According to the production method of the present invention, a final foam that is foamed 10 times or more, particularly a foam having a reasonably large cell size (that is, not too large and not too small) and a high compressive stress, It can be manufactured efficiently and without variation in quality.

Claims (1)

(57) [Claims] 1. A method for producing a final foam which is foamed 10 times or more using a mixture of a polyolefin, a crosslinking agent and a foaming agent, wherein the final foam has an average cell diameter of 250 to 450 μm.

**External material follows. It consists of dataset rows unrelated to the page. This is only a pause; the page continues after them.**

Issue #551, opened 2022-01-02
Determine policy for which versions of git are supported


jcouball:
Currently, this project [claims to support git 1.6.0.0 and beyond](https://github.com/ruby-git/ruby-git/blob/master/git.gemspec#L27). However, this claim is not testable since I have been unable to figure out a way to add versions of git that old to the CI build.

So we have to determine:
* What version of git SHOULD we claim to support?
* Going forward, what is the policy for how the supported version of git changes?
* If we say we support a version of git, what responsibility that that imply? e.g. what versions of git should be used in the CI build?

PR #563, opened 2022-01-17
Add support for fetch options "--force/-f" and "--prune-tags/-P".

### LINKED ISSUE #562: Please add support fetch options --prune-tags/-P and --force/-f
### Subject of the issue
fetch is lacking support for `--prune-tags` and `--force`. I'm currently getting an error when I fetch from a remote where a tag has been moved to a new revision. To sort this out, one has to `git fetch --tags --force`

### Steps to reproduce
Try to call fetch with said options

### Expected behaviour
They should work

### Actual behaviour
They don't work (since there's no code to pass them to the git executable)

dhs-rec:
Signed-off-by: Dirk Heinrichs <dheinric@opentext.com>

### Description
Fixes #562.


jcouball (approved):
Tests are missing... I'll add tests for fetch options later.

Also, this project claims to support git 1.6.0 and later which is probably super unrealistic. Feel free to weigh in on #551 if you have an idea for how we should choose which version of Git we support.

Yes, the 25% compressive stress of the final foam is 0.5-0.8 kg
/ Cm ² , the foaming agent has a decomposition pattern in which the initial decomposition rate at the decomposition temperature is a slow decomposition in the range of 1/20 to 1/41 with respect to the main decomposition rate, and the initial decomposition rate is 4-
9 ml / g-min, the main decomposition rate is 100-180 ml
/G.min., The above mixture is filled in a primary mold, and the primary mold is heated to 50 k
By heating in a pressurized state of g / cm ² or more, 5 to 30% of the foaming agent is decomposed and then depressurized to be primary expanded, and the primary expansion has a volume expansion coefficient of 10 times or less. Then, the primary foam is put into a secondary mold and heated at normal pressure to completely decompose the rest of the foaming agent, and at a volume expansion coefficient of 10 times or less with respect to the primary foam. A method for producing a polyolefin foam, which comprises secondary expansion to produce the final foam.